The embrace of missiles and other asymmetric weaponry was designed to head off the sort of war of attrition Iran faced against Iraq, which quickly sapped Iran's military resources and manpower, analysts said.
'Iran became very sensitive to losses after the Iran-Iraq war," said Ostovar from the Naval Postgraduate School. 'Politically, it was a huge deal. So they built up this deterrence matrix."
But that strategy also brought them into conflict with Israel. Iran's regional allies such as Hamas and Hezbollah frequently confronted Israel, and Israel viewed Iran's nuclear ambitions as an existential threat.
Iran's perceived triumph in holding back Iraq also made its leadership complacent, said Ali Ansari, professor of Iranian history at the University of St. Andrews, Scotland.
While Iran built a missile arsenal, it failed to acquire sufficient air defenses to protect its citizens. As Israeli missiles rained on Tehran, there were no air sirens to warn residents or shelters for them to seek cover in.
'They've come away with an overinflated view of what the achievement in the Iran-Iraq war means for the future," Ansari said. 'They haven't really understood what the impact of a proper air war would be."
Moreover, the regime's other key vehicle of deterrence, its allied regional militias, have been degraded by Israeli attacks and remained on the sidelines, leaving it more vulnerable.
'Iran is left with no deterrence and with a military that was not designed to really fight a conventional war," Ostovar said. 'The only thing that Iran really has left to fight with is its missiles and drones."
In 1988, after sustained chemical attacks, a renewed Iraqi offensive and the U.S. accidentally shooting down an Iranian passenger plane, killing 290 civilians, Iran signed a cease-fire agreement, forgoing war reparations or even an Iraqi admission of guilt.
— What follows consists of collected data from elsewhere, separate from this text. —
Issue #1164, opened 2017-04-13
The generic/cmakemake.py use of CMAKE_INCLUDE_PATH and CMAKE_LIBRARY_PATH doesn't work


akesandgren:
There is a problems with the current use of CMAKE_INCLUDE_PATH/CMAKE_LIBRARY_PATH.

It is setting CMAKE_INCLUDE_PATH and CMAKE_LIBRARY_PATH based only on the toolchains opinion of LDFLAGS/CPPFLAGS.
I think it would make much more sense to set it to what CPATH and LD_LIBRARY_PATH is instead.

After all, the modules that are (build)dependencies for a piece of code should be picked up by cmake when doing find_path/find_library.

wpoely86:
I can be wrong but aren't both build on the same info? LDFLAGS and CFLAGS use CPATH and LD_LIBRARY_PATH?

akesandgren:
No, self.toolchain.get_variable("CPPFLAGS", list) only contains the paths from the toolchain in use, not any CPATHs added by extra modules, like hwloc which is part of the module chain for foss, but not the actual toolchain.

The problem showed up when building gromacs using foss and actually looking at the build log. It was failing to find the hwloc that is part of the foss/2017a module chain.

boegel:
Let's follow up on this in #1165

PR #1165, opened 2017-04-13
Use CPATH/LD_LIBRARY_PATH for Cmakes find_path/find_library functions.

akesandgren:
Using only self.toolchain.get_variable("CPPFLAGS", list) when setting
CMAKE_INCLUDE_PATH results in cmake incapable of finding things coming
from (build)dependencies modules.

One example is GROMACS which uses find_path/library to find hwloc and
either fails completely or finds any hwloc installed from the OS. When
using foss it should pick up the path to hwloc from the corresponding
module.

See issue #1164

### DIFF
--- a/easybuild/easyblocks/generic/cmakemake.py
+++ b/easybuild/easyblocks/generic/cmakemake.py
@@ -62,8 +62,12 @@ class CMakeMake(ConfigureMake):
             self.log.nosupport("CMakeMake.configure_step: named argument 'builddir' (should be 'srcdir')", "2.0")
 
         # Set the search paths for CMake
-        include_paths = os.pathsep.join(self.toolchain.get_variable("CPPFLAGS", list))
-        library_paths = os.pathsep.join(self.toolchain.get_variable("LDFLAGS", list))
+        tc_ipaths = self.toolchain.get_variable("CPPFLAGS", list)
+        tc_lpaths = self.toolchain.get_variable("LDFLAGS", list)
+        cpaths = os.getenv('CPATH', '').split(os.pathsep)
+        lpaths = os.getenv('LD_LIBRARY_PATH', '').split(os.pathsep)
+        include_paths = os.pathsep.join(tc_ipaths + cpaths)
+        library_paths = os.pathsep.join(tc_lpaths + lpaths)
         setvar("CMAKE_INCLUDE_PATH", include_paths)
         setvar("CMAKE_LIBRARY_PATH", library_paths)
 
--- a/easybuild/easyblocks/generic/cmakemake.py
+++ b/easybuild/easyblocks/generic/cmakemake.py
@@ -40,6 +40,7 @@ from easybuild.tools.build_log import EasyBuildError
 from easybuild.tools.config import build_option
 from easybuild.tools.environment import setvar
 from easybuild.tools.run import run_cmd
+from vsc.utils.missing import nub
 
 
 class CMakeMake(ConfigureMake):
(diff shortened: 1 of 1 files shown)


boegel:
lgtm

I'll try and test this thoroughly to see if this raises any problems, but it's indeed the right thing to do.

I hope to include this in the upcoming EasyBuild v3.2.0...

boegel:
Testing showed that this change somehow breaks the installation of `ANTs-2.1.0rc3-goolf-1.5.14.eb` (and possibly others).

I'm not quite sure how though, since the output of the `cmake` command in the configure step looks identical.

The build fails with errors like this (with EasyBuild configured to use `/prefix`):

```
cp: cannot create regular file ‘/prefix/software/ANTs/2.1.0rc3-goolf-1.5.14/ITKv4/Modules/Remote/MGHIO/.git/objects/pack/pack-f3f9b3791c291e460f99b75a7eb3f4f4e1e02508.idx’: Permission denied
cp: cannot create regular file ‘/prefix/software/ANTs/2.1.0rc3-goolf-1.5.14/ITKv4/Modules/Remote/MGHIO/.git/objects/pack/pack-f3f9b3791c291e460f99b75a7eb3f4f4e1e02508.pack’: Permission denied
cp: cannot create regular file ‘/prefix/software/ANTs/2.1.0rc3-goolf-1.5.14/ITKv4/.git/objects/pack/pack-4364526d8e63450d626d092bd29932e7a2f390af.pack’: Permission denied
cp: cannot create regular file ‘/prefix/software/ANTs/2.1.0rc3-goolf-1.5.14/ITKv4/.git/objects/pack/pack-4364526d8e63450d626d092bd29932e7a2f390af.idx’: Permission denied
```

This problem does not occur without this patch to the `CMakeMake` easyblock...

akesandgren:
Why is something running around copying stuff beneath .git??

And that change can't cause permission changes in itself...

wpoely86:
@boegel please upload the cmake logs.

akesandgren:
Is this still a problem?

akesandgren:
ANTs should be scrapped.
The latest version is 2.1.0 which still doesn't understand GCC>4

akesandgren:
@boegel How about this one? is the ant stuff still giving you problems?

easybuild/easyblocks/generic/cmakemake.py
```diff
@@ -62,8 +62,12 @@ def configure_step(self, srcdir=None, builddir=None):
...
 
         # Set the search paths for CMake
-        include_paths = os.pathsep.join(self.toolchain.get_variable("CPPFLAGS", list))
-        library_paths = os.pathsep.join(self.toolchain.get_variable("LDFLAGS", list))
+        tc_ipaths = self.toolchain.get_variable("CPPFLAGS", list)
+        tc_lpaths = self.toolchain.get_variable("LDFLAGS", list)
+        cpaths = os.getenv('CPATH', '').split(os.pathsep)
+        lpaths = os.getenv('LD_LIBRARY_PATH', '').split(os.pathsep)
+        include_paths = os.pathsep.join(tc_ipaths + cpaths)
+        library_paths = os.pathsep.join(tc_lpaths + lpaths)
```
boegel: Should we avoid duplicates here? You can use `nub` (which you can import from `vsc.utils.missing`):

```python
include_paths = os.pathsep.join(nub(tc_ipaths + cpaths))
library_paths = os.pathsep.join(nub(tc_lpaths + lpaths))
```

akesandgren:
Any more comments on this?
It is still needed to correctly build GROMACS with CUDA.

Without it it fails to find NVML at least.

akesandgren:
@migueldiascosta Adding you too since you seem to be very active today :-)

migueldiascosta:
@akesandgren no good deed goes unpunished? :)

this looks sensible to me, will test it on some `CMakeMake` easyconfigs

akesandgren:
As you might guess I'd like to get this into 3.6.2 too.

We've been using it for quite some time now without and problems.

boegel:
Sorry for letting this sit for so long @akesandgren...

I think this is good to go, it shouldn't cause any problems, and if it does, it likely was a problem already that we just weren't aware of yet.

We'll see if anything serious pops up during the upcoming regression test for EasyBuild v3.6.2...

A tombstone in Tehran for a man killed during the Iran-Iraq war.A funeral in Tehran earlier this month for those killed by Israeli strikes.
Iran, despite its global isolation during the war, ended the conflict with Iraq without ceding any territory. Iran's leaders declared their successful resistance a victory.
They have done the same today, declaring victory over Israel and the U.S. and vowing to continue enriching uranium and rebuild their nuclear program.
'This strategic loneliness of Iran affects them today," said Arash Azizi, an Iranian historian and author. 'It's not a far cry to see why some people would advocate for nuclear weapons and why Iran would need to have its own defense industry."